_THE DATA_:
--- START ---
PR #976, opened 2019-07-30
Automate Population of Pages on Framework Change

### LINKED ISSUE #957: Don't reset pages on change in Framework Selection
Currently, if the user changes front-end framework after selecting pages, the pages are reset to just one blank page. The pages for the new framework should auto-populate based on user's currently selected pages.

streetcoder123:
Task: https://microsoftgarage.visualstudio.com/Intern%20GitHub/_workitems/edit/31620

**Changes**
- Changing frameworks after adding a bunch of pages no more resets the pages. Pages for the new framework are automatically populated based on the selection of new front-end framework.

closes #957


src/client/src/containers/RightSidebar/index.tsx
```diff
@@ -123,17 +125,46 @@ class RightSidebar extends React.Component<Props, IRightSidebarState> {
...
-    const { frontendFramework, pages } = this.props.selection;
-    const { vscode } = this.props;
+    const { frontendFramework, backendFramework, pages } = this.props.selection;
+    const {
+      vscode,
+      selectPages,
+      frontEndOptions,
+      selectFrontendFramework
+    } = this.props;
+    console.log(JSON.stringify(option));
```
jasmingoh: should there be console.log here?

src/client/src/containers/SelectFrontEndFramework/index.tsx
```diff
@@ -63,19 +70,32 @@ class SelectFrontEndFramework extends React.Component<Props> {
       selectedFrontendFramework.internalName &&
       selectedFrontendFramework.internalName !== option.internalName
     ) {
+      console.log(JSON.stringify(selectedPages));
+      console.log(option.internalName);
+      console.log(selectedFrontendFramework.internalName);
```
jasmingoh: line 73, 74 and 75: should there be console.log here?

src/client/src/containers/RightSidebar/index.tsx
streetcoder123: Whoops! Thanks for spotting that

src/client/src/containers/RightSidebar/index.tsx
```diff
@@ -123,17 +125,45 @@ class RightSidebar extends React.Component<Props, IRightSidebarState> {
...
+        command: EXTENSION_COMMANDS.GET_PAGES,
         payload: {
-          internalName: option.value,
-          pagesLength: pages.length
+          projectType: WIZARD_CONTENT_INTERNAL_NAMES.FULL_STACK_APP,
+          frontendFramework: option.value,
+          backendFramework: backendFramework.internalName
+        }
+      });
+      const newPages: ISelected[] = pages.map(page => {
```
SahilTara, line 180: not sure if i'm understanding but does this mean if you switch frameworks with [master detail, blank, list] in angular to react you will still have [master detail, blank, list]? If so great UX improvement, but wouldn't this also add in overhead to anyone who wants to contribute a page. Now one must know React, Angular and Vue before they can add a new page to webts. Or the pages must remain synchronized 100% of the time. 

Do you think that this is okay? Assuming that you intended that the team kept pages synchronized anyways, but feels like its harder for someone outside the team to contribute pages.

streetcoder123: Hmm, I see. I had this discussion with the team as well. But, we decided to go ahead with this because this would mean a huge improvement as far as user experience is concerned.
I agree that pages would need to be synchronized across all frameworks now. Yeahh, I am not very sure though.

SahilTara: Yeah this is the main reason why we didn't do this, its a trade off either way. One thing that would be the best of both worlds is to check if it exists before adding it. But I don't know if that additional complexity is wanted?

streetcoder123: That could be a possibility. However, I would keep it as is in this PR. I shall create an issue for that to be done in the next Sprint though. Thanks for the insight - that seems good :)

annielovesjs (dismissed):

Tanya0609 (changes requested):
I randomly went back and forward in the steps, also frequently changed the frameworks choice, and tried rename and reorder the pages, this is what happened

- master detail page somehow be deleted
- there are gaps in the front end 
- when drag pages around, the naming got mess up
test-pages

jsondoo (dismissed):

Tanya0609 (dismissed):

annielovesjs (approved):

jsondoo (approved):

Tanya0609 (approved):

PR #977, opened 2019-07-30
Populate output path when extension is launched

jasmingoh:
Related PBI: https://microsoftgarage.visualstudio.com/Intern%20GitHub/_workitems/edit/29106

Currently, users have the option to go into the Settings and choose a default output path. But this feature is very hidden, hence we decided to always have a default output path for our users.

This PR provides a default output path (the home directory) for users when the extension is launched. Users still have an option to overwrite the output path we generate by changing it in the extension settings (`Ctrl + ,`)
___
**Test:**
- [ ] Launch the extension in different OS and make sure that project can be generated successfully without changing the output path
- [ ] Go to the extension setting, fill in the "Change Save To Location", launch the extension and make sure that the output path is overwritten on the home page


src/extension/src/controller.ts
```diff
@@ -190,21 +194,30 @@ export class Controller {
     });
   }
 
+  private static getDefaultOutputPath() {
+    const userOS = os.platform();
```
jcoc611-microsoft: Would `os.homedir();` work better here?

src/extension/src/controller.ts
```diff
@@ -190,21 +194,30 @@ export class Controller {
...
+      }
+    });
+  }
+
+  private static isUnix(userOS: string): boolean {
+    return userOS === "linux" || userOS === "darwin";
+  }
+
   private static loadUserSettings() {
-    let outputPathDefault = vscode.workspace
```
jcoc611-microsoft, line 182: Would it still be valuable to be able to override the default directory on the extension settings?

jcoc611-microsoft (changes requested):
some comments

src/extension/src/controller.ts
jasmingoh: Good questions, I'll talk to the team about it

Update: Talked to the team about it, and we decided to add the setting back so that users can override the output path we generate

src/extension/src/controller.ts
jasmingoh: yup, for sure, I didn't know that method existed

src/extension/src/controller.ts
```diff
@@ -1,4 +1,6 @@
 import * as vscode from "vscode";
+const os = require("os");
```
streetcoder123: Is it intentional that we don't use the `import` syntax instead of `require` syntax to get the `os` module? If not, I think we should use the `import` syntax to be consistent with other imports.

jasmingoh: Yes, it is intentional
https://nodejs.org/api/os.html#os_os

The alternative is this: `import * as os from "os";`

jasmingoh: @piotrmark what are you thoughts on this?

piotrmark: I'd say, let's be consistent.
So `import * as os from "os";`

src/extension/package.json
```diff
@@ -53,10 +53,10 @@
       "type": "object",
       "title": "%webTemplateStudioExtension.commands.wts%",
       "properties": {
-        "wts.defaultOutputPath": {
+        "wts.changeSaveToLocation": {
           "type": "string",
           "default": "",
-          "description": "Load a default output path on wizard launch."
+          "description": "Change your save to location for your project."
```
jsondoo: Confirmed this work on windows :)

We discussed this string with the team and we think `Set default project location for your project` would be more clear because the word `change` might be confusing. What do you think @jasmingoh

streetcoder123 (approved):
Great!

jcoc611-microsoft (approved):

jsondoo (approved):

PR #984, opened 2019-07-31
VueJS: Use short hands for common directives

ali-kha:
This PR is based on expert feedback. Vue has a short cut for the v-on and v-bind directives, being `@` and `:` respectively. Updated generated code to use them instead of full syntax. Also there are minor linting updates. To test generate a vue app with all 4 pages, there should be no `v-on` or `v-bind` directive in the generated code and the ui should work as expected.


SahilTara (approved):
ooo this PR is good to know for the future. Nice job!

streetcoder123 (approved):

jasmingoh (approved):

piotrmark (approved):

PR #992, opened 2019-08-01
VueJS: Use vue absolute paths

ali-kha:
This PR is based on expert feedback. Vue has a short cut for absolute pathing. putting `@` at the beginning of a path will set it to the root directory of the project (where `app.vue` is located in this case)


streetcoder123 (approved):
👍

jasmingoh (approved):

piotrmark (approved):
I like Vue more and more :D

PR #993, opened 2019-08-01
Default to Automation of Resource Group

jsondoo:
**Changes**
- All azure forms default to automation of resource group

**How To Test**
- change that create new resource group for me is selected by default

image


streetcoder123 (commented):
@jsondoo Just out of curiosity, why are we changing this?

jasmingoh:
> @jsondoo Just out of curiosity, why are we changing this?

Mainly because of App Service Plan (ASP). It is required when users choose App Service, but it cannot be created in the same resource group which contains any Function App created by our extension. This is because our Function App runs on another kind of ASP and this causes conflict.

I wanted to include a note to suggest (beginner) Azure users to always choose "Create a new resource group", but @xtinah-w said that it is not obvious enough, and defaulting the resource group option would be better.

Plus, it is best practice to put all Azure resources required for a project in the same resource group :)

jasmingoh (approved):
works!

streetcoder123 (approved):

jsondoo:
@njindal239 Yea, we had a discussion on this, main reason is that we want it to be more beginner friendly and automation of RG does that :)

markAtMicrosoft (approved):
--- END ---
_WHAT IS NEEDED_: When a line of the material above contains the string "console", it counts. State the total and nothing more.

_SOLUTION FOR THIS PROBLEM_: 6